Dataset excerpts:
Start of Block

PR #1148, opened 2018-12-12
JAVA-2070: Call onRemove instead of onDown when rack and/or DC information changes for a host

exploder86:
LoadBalancingPolicy.java defines a pair of consistent methods onAdd/onRemove and onUp/onDown. I guess a ControlConnection.java is broke this contract.


tolbertam:
Thanks for bringing this to our attention @exploder86.  That definitely does look wrong and this looks like a straightforward fix, we'll look into getting this in our next release, thanks!

tolbertam:
Created [JAVA-2070](https://datastax-oss.atlassian.net/browse/JAVA-2070) for tracking.

tolbertam (approved):
:100:!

End of Block

## What you should do:
Return all lines from the entries that contain the string "onRemove".

## Solved exercise:
JAVA-2070: Call onRemove instead of onDown when rack and/or DC information changes for a host
LoadBalancingPolicy.java defines a pair of consistent methods onAdd/onRemove and onUp/onDown. I guess a ControlConnection.java is broke this contract.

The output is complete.